5.Het Andien floragebied: van Colombia tot Midden-Chili. Op de regenrijke oostflank van de Andes overheerst regenwoud, dat van noord naar zuid varieert, en met de hoogte van laaglandregenwoud in bergregenwoud en mistbos overgaat. Erythroxylon coca, die cocaïne bevat en Cinchona, de kina, zijn twee bekende soorten die hier thuis zijn. Rond 3000 m (in het noorden) treden struikformaties op. De hooggelegen plateaus in Colombia en Ecuador zijn bedekt met paramo, vrij vochtige kruidenvegetaties met hoog ópschietende Espeletia en Puya; in Peru en Bolivia draagt de altiplano drogere punasteppen. Een aantal alpiene geslachten, zoals gentiaan (Gentiana), steenbreek (Saxifraga) en vrouwenmantel (Alchemilla) komen merkwaardig genoeg in de alpiene etage van de Andes voor, waarschijnlijk vanuit het Noordamerikaans Rotsgebergte. De westflank van de Andes is globaal droog, behalve in Colombia waar regenwoud voorkomt, dat eigenlijk nog tot het Caribisch Gebied gerekend wordt. Van de Golf van Guyaquil tot 26° ZBr. is het kustgebied woestijnachtig (Atacama!), met plaatselijk op 500-700 m hoogte, dank zij vaak voorkomende mist, een groene gordel (lorna) van kruiden en struiken. Van 26°—30° ZBr. bezetten zeer open dwergstruiken succulentenvegetaties de kustsector. De Galapagos Eilanden, op 900 km van het vasteland gelegen, hebben een merkwaardige flora van ca. 640 soorten zaadplanten, waarvan een derde endemisch is en de rest een andien karakter heeft; de vegetatie bestaat vooral uit bosen struikformaties. Bekende sierplanten uit het andien gebied zijn fuchsia’s en klimkerssoorten.

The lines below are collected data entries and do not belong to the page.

PR #2883, opened 2025-04-02
PoC: Opt out from automatic fingerprinting on scans + v2 reports

bruno-fs:
Add the feature flag `QUIPUCORDS_AUTOMATIC_REPORT_GENERATION`,  which is enabled by default. When turned off, it disables the fingerprint task in "inspection type scan jobs".

The new endpoint `/api/v2/reports` was added to support this workflow:
- the POST verb accepts a list of scanjob ids or a list of report ids, which shall be used to create a "fingerprint type scan job"  that will fingerprint and duplicate the data associated with the original scanjobs / reports.
- the GET verb (and the detail `/api/v2/reports/<report-id>`) have extra information from the scanjob that originated the report, so this info can be easily used on upcoming changes to UI's "report tab". Example response below:

```json
{
  "count": 3,
  "next": null,
  "previous": null,
  "results": [
    {
      "id": 9,
      "report_platform_id": "f4eaee4c-8988-48ff-a9cd-ac01dd8d8496",
      "status": "running",
      "start_time": "2025-04-02T11:10:28.600008Z",
      "end_time": null,
      "sources": [
        {
          "id": 1,
          "name": "vagrant",
          "source_type": "network"
        }
      ]
    },
    {
      "id": 8,
      "report_platform_id": "83c6eae0-6039-4f70-aa3f-7cba06087e6a",
      "status": "running",
      "start_time": "2025-04-02T11:09:42.959889Z",
      "end_time": null,
      "sources": [
        {
          "id": 1,
          "name": "vagrant",
          "source_type": "network"
        }
      ]
    },
    {
      "id": 4,
      "report_platform_id": "fddf173d-47ad-4c0d-a924-38d95c2cd60f",
      "status": "completed",
      "start_time": "2025-04-02T03:08:57.156170Z",
      "end_time": "2025-04-02T03:09:40.837940Z",
      "sources": [
        {
          "id": 1,
          "name": "vagrant",
          "source_type": "network"
        }
      ]
    }
  ]
}
```

This workflow was manually tested with `QUIPUCORDS_AUTOMATIC_REPORT_GENERATION` set to `True` and `False`.

The workflow with uploaded reports was not tested.

### DIFF
--- a/quipucords/api/reports/serializer.py
+++ b/quipucords/api/reports/serializer.py
@@ -1,71 +1,54 @@
-"""Serializers for reports."""
-
-import re
-
-from django.db import transaction
 from rest_framework.serializers import (
     CharField,
-    ChoiceField,
-    DictField,
+    DateTimeField,
     ListField,
+    ModelSerializer,
+    PrimaryKeyRelatedField,
     Serializer,
-    UUIDField,
     ValidationError,
 )
 
-from api.models import (
-    Report,
-    ScanJob,
-    ScanTask,
+from api.models import ScanJob, ScanTask
+from api.reports.model import Report
+from api.source.serializer import InternalSourceSerializer
+
+SCANJOB_QUERYSET = ScanJob.objects.filter(
+    # scan_type=ScanTask.SCAN_TYPE_INSPECT,
+    status=ScanTask.COMPLETED,
 )
-from constants import MINIMUM_REPORT_VERSION, DataSources
 
 
-class SourceSerializer(Serializer):
-    """Serializer for 'details report' sources."""
+class CreateReportSerializer(Serializer):
+    from_jobs = ListField(
+        child=PrimaryKeyRelatedField(queryset=SCANJOB_QUERYSET),
+        required=False,
+    )
+    from_reports = ListField(
+        child=PrimaryKeyRelatedField(
+            queryset=Report.objects.filter(scanjob__in=SCANJOB_QUERYSET)
+        ),
+        required=False,
+    )
 
-    server_id = UUIDField()
-    report_version = CharField()
-    source_name = CharField()
-    source_type = ChoiceField(choices=DataSources.choices)
-    facts = ListField(child=DictField(), min_length=1)
-
-    def validate_report_version(self, value):
-        """Validate report version."""
-        regex_match = re.match(r"(\d+)\.(\d+)\.(\d+)\+\S", value)
-        if not regex_match:
-            raise ValidationError("Invalid report_version.")
-        source_version = tuple(map(int, regex_match.groups()))
-        if source_version < MINIMUM_REPORT_VERSION:
-            source_version_str = ".".join(map(str, source_version))
-            minimum_version_str = ".".join(map(str, MINIMUM_REPORT_VERSION))
-            raise ValidationError(
-                f"Source version ({source_version_str}) is below the minimum "
-                f"supported report version ({minimum_version_str})"
-            )
-        return value
+    def validate(self, attrs):
+        if not attrs:
+            raise ValidationError("Either from_jobs or from_reports is required.")
+        return super().validate(attrs)
 
 
-class ReportUploadSerializer(Serializer):
-    """Serializer for uploaded details reports."""
+class ReportOverviewSerializer(ModelSerializer):
+    status = CharField(source="scanjob.status", read_only=True)
+    start_time = DateTimeField(source="scanjob.start_time", read_only=True)
+    end_time = DateTimeField(source="scanjob.end_time", read_only=True)
+    sources = InternalSourceSerializer(source="scanjob.sources", many=True)
 
-    report_type = ChoiceField(choices=["details"])
-    sources = SourceSerializer(many=True)
-
-    def validate_sources(self, value):
-        """Validate sources."""
-        if len(value) == 0:
-            raise ValidationError("minimum length required for 'sources' is 1.")
-        return value
-
-    @transaction.atomic
-    def create(self, validated_data):
-        """Create a report filled with raw data and a fingerprint-type ScanJob."""
-        report = Report.objects.create()
-        # create a scan job and required scan tasks for a "upload" job
-        scan_job = ScanJob.objects.create(
-            scan_type=ScanTask.SCAN_TYPE_FINGERPRINT,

6.Het Pampafloragebied: subtropisch tot gematigd, omvat de eigenlijke pampa’s, die echter steppen zijn op vlakke tot golvende leembodems, boomloos grasland met plaatselijk galerijbos. Pampasgras (Cortaderia) wordt wel als siergras geplant. Het Monte-gebied ten westen van de pampa’s is droger en met zeer open, droge struiken kruidenformaties bedekt. De Patagonische steppen ten zuiden van de pampa’s zijn nog droger, zeer winderig en gedeeltelijk halfwoestijnachtig.

LITT. K.Hueck, Die Wälder Südamerikas (1966); E.J.Fittkau (red.), Biogeography and ecology in South America (2 dln. 1968-69); K.Hueck en P. Seibert, Vegetationskarte von Südamerika (1972).